We report the straightforward, time-efficient synthesis of radical core–shell nanoparticles (NPs) by polymerization-induced self-assembly. A nitroxide-containing hydrophilic macromolecular precursor was prepared by ring-opening metathesis copolymerization of norbornenyl derivatives of TEMPO and oligoethylene glycol and was chain-extended in situ with norbornene in ethanolic solution, leading to simultaneous amphiphilic block copolymer formation and self-assembly. Without any intermediate purification from the monomers to the block copolymers, radical NPs with tunable diameters ranging from 10 to 110 nm are obtained within minutes at room temperature. The high activity of the radical NPs as chemoselective and homogeneous, yet readily recyclable catalysts is demonstrated through oxidation of a variety of alcohols and recovery by simple centrifugation. Furthermore, the NPs show biocompatibility and antioxidant activity in vitro.

A novel heterotrifunctional peptide-based cross-linking reagent for facile access to bioconjugates.

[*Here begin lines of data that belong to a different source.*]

Issue #1530, opened 2025-10-31
Multi selections of Export Texture Sets and Channels fails to restore for an instance


sosoyan:
### Is there an existing issue for this?

- [x] I have searched the existing issues and added correct labels.

### Description

In the publish dialog when saving multi selections of Export Texture Sets and Channels fails to restore after refresh or reopening the publish dialog.

![Image](https://github.com/user-attachments/assets/e1574bbb-c14c-4213-957c-1426004488c0)

### Relevant log output:

```shell

```

Issue #1194, opened 2025-03-13
Publisher: Multiselection EnumDef looses value in UI


iLLiCiTiT:
### Is there an existing issue for this?

- [x] I have searched the existing issues

### Current Behavior:

Multiselection EnumDef sometimes does not display value in Publisher UI, even though the value on instance is set. We were able to replicate it on publish attributes, but it was random, some values worked, some did not work. The issue is probably caused by logic in `client/ayon_core/tools/publisher/widgets/product_attributes.py`

### Expected Behavior:

The multiselection `EnumDef` should show value stored on instance.

### Version

1.0.14

### What platform you are running on?

Windows

### Steps To Reproduce:

1. Create testing publish plugin with multiselection EnumDef with e.g. 5 items.
2. Select instance on which is attribute shown.
3. Change value of the enum attribute > Save > Reset > Repeat until it shows empty value in UI.

### Are there any labels you wish to add?

- [x] I have added the relevant labels to the bug report.

### Relevant log output:

```shell

```

PR #1531, opened 2025-11-05
Publisher: Multiselection EnumDef does not loose values

iLLiCiTiT:
## Changelog Description
Function `convert_value` does not convert value to set.

## Additional info
If value is converted to `set` then it can change order of the items. That can randomly cause that value comparison does not equal for list value of EnumDef.

## Testing notes:
1. Multiselection enum definitions do not randomly loose values.

Resolves https://github.com/ynput/ayon-core/issues/1194
Resolves https://github.com/ynput/ayon-core/issues/1530

### DIFF
--- a/client/ayon_core/pipeline/create/structures.py
+++ b/client/ayon_core/pipeline/create/structures.py
@@ -137,6 +137,7 @@ class AttributeValues:
             if value is None:
                 continue
             converted_value = attr_def.convert_value(value)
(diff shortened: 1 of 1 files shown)


moonyuet (approved):
Checked with SP Looks good.

https://github.com/user-attachments/assets/3b9f53f4-ba9b-45bd-a305-80353467dcda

Applications to peptide fluorescent labelling and immobilisation

A convenient, versatile and straightforward synthesis of a novel heterotrifunctional peptide-based linker molecule is described. This generic bio-labelling reagent contains an amine-reactive N-hydroxysuccinimidyl carbamate moiety, an aldehyde/ketone-reactive aminooxy group and a thiol group with a propensity to form urea, oxime and thioether linkages respectively. The full chemical orthogonality between the free aminooxy and thiol functionalities was demonstrated through the preparation of a fluorescent reagent suitable for the selective staining of a carboxaldehyde-modified surface by means of oxime ligation. The absence of reactivity of these two functions toward the nucleophile-sensitive active carbamate was obtained by using temporary aminooxy- and thiol-protecting groups removable under mild conditions. The utility of the linker molecule to cross-link three different molecular partners has been illustrated by the preparation of fluorescent tripod-functionalised surfaces which may be useful in developing new peptide microarrays and related immunosensors.